Only Catholics outnumber Pentecostals. But in the 1990s, in one decade, 44 million people left the Catholic Church in Brazil, numerically the world’s most Catholic country. Not all, but the vast majority of these joined Pentecostal churches. They wouldn’t have joined typical belief-based Protestant churches, because a Catholic comes from an apostolic church, not a belief-based church. I believe that a shift like this – from Catholic to Pentecostal – can only happen if in Pentecostal churches there is something already there – a consonance – that Catholic people recognise, appreciate, and can appropriate. And this would be the emphasis on spiritual experience and the strong emphasis on the real presence of the Holy Spirit – indeed the exciting and palpable presence of the Holy Spirit in worship. It would be my guess that this is what would attract Catholics in Latin America. Pentecostal churches are making big inroads into secular Europe too. While in England church-going Catholics now outnumber Church of England attendees, the second biggest Sunday congregation in the British Isles is Hillsong London, which only started in 2001 and attracts such crowds to its services in the Dominion Theatre on the corner of Oxford Street and Tottenham Court Road in W1 that there are queues to get in and crowds left outside after the venue has reached capacity. This signals vitality as well as popularity. The biggest congregation in Britain are the African Pentecostals, which is another story. According to The Times, the growth in Catholic numbers at church has mainly to do with migration, while by contrast the growth in Pentecostal numbers has to do with Christian evangelism. Yes, even cynical, secular, stay-at-home Brits are actually deciding to go to church on a Sunday morning.

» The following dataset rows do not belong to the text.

PR #521, opened 2025-10-27
Add Claude Desktop Extension

YeIIcw:
Making a .mcpb desktop extension file for MCP server for Claude Desktop.

Reference here: https://www.anthropic.com/engineering/desktop-extensions


jamesmurdza:
@YeIIcw Can you remove the `hack-the-north` directory and also regenerate the `uv.lock`?

YeIIcw:
@jamesmurdza fixed

jamesmurdza:
@YeIIcw I think the best approach would be this:

We should have a build script that 1) copies the existing code into a new folder, along with the manifest 2) runs the pack command.

The generated files should be ignored from git. That way code exists in only once place in the repo.

YeIIcw:
@jamesmurdza done!

PR #628, opened 2025-12-01
Update posthog dependencies to ensure removed versions are not used

mdean808:
Updated `posthog-node` to `^5.14.1` to ensure removed and compromised version `^5.13.3` is not used in build steps.

See https://posthog.com/blog/nov-24-shai-hulud-attack-post-mortem

Also added `minimumReleaseAge: 4320` to ensure pnpm will not update package versions until a new version is at least 3 days old.

### DIFF
--- a/libs/typescript/pnpm-workspace.yaml
+++ b/libs/typescript/pnpm-workspace.yaml
@@ -3,4 +3,4 @@ packages:
   - "core"
   - "agent"
 
-minimumReleaseAge: 4320
+minimumReleaseAge: 46080


r33drichards:
image

lgtm, based on the graph i found on this random blog post, it might make sense to bump the days up to 32 days or 365 days to get more coverage. Depends on what our risk tolerance is but i'm not sure how many packages we need bleeding edge for.  https://www.vulncheck.com/blog/state-of-exploitation-1h-2025

also dropping this link which contains all exploited packages in case we want to be more thorough. https://www.wiz.io/blog/shai-hulud-2-0-ongoing-supply-chain-attack imo out of scope for this pr but would be good to check

PR #633, opened 2025-12-02
Add browser tool with Playwright for visible browser automation

YeIIcw:
Add browser tool with Playwright/Firefox support. Includes BrowserManager, /playwright_exec endpoint, BrowserTool client, and auto-recovery. Fixes Python version in startup script and adds Playwright to Docker build.


YeIIcw:
currently the docker file relies on local files to build, which need to be changed back to using cua-computer-server when everything is merged.

PR #1341, opened 2026-04-20
fix(computer-server): disable auth result cache

r33drichards:
## Summary
Remove the in-memory session cache from \`computer_server.main.AuthenticationManager\`. Every \`auth()\` call now hits \`/api/vm/auth\` directly. \`CUA_AUTH_TTL_SECONDS\` becomes a no-op (kept as env var for existing deployments; removed the unused constant).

I will have to leave these thoughts here. They may raise many questions in my reader. Does Pentecostalism pose a crisis for Catholicism? What should be the proper stance of the Catholic Church toward Pentecostalism? Indeed what is the stance of Catholic Church towards Protestantism? My comments point to the fact that it needs to be a different kind of dialogue with Pentecostals than with Protestants. The reality is that Catholic-Pentecostal dialogue is going on in Rome and is very fruitful.